## WHAT YOU WILL DO
Copy each line of the data below with the word "attributes".

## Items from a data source
※ ※ ※
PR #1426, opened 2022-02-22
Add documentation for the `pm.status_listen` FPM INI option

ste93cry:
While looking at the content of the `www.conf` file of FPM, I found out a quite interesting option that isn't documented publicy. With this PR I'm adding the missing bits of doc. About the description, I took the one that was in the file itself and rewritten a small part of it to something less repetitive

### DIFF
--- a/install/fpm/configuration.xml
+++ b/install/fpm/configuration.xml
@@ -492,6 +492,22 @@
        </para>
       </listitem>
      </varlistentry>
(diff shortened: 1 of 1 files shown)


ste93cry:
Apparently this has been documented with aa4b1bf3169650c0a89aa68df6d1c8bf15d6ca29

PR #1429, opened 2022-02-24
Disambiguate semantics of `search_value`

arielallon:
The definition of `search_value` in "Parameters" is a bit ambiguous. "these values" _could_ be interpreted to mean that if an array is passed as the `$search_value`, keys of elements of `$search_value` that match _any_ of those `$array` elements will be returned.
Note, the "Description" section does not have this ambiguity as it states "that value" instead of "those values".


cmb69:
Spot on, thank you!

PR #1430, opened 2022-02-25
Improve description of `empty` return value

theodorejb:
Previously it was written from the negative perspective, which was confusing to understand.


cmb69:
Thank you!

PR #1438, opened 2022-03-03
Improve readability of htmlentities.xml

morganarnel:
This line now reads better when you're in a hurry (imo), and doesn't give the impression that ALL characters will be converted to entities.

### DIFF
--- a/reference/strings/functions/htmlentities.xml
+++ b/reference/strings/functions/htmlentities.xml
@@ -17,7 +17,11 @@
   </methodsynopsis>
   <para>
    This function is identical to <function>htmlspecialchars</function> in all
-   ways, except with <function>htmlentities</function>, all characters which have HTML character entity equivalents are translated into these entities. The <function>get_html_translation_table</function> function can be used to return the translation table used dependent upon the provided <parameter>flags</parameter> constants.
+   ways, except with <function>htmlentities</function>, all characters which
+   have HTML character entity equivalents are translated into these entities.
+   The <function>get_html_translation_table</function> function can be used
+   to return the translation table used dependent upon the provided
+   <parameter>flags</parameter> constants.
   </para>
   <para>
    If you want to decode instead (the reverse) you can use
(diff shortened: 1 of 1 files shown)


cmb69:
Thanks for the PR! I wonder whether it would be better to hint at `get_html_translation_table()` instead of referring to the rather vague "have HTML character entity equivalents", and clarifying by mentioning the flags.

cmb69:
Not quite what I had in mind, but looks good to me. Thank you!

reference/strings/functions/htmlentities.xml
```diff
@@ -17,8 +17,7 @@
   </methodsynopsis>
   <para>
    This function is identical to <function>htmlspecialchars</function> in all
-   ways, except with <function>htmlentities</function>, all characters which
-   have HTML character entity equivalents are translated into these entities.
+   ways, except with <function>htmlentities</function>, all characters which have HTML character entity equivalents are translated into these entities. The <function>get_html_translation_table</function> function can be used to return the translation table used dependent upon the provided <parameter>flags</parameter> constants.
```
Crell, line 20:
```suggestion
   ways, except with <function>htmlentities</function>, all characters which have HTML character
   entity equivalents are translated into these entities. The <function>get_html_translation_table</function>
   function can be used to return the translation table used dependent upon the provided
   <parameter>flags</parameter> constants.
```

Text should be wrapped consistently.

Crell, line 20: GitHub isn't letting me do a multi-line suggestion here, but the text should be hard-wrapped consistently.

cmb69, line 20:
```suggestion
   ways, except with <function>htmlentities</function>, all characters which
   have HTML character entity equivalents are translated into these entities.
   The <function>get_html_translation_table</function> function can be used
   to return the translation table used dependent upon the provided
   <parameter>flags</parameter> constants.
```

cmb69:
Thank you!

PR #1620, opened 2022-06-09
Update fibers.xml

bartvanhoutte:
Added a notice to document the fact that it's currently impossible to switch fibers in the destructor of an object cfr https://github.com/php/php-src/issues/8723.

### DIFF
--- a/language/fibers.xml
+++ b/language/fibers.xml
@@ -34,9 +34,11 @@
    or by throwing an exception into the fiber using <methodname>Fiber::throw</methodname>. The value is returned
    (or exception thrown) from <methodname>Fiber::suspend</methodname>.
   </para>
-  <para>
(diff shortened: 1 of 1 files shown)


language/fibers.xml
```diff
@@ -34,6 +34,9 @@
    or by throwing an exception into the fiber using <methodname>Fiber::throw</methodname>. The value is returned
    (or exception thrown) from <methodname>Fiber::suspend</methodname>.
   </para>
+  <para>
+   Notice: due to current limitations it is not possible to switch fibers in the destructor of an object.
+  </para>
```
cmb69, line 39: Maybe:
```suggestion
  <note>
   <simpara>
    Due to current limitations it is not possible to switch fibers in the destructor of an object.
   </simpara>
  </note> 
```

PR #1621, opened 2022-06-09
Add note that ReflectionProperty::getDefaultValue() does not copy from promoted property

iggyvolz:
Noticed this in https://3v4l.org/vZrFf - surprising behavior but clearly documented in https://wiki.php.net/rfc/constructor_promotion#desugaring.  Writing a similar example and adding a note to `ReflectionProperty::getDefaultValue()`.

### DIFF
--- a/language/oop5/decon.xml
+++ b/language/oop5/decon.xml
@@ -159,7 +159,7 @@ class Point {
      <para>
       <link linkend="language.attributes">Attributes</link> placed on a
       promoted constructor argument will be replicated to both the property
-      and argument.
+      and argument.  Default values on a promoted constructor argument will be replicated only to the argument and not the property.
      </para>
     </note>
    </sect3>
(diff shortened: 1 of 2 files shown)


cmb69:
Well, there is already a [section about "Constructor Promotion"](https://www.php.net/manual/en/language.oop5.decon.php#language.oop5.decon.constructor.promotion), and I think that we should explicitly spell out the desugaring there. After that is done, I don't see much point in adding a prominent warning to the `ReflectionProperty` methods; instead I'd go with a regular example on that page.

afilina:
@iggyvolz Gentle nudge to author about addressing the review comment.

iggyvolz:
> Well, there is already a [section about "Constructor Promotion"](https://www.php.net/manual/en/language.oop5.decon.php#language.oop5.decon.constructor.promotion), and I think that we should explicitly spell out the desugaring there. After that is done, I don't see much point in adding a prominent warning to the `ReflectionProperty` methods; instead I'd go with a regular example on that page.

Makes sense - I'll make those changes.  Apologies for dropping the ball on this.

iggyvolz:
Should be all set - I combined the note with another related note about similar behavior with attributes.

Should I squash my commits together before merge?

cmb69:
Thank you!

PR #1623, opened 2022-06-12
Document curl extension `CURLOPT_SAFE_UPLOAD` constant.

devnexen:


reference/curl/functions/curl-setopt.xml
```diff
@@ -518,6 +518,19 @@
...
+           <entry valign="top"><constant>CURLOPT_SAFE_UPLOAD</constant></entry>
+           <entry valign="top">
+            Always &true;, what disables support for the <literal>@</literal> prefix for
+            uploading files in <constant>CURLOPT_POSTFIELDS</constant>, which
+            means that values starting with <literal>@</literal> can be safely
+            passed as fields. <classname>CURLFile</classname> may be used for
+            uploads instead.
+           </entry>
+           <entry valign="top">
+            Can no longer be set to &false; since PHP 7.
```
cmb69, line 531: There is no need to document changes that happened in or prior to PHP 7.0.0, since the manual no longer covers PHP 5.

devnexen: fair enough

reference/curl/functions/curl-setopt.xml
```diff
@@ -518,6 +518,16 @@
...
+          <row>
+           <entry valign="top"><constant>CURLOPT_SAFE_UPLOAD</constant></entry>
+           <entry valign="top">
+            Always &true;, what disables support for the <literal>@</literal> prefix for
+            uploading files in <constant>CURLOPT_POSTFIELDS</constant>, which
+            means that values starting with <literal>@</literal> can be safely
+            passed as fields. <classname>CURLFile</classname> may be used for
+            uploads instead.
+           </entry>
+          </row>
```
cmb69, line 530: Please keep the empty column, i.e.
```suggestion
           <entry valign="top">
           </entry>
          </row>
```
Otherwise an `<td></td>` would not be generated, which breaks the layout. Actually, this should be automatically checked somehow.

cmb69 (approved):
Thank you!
※ ※ ※
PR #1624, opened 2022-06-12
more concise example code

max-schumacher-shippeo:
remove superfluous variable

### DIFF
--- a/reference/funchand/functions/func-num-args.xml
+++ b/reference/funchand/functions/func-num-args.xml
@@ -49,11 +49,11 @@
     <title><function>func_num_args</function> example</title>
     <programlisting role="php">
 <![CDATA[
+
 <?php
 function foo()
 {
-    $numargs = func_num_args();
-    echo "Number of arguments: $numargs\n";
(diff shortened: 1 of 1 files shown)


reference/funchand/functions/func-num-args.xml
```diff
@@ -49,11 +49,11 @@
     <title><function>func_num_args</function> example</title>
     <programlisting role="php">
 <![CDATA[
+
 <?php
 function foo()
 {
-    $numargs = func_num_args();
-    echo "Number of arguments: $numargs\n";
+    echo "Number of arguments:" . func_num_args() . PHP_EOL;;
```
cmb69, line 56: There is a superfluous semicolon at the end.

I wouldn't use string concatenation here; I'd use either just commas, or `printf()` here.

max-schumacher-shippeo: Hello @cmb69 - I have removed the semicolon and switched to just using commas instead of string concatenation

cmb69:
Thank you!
※ ※ ※
## EXERCISE ANSWER
       <link linkend="language.attributes">Attributes</link> placed on a
Should be all set - I combined the note with another related note about similar behavior with attributes.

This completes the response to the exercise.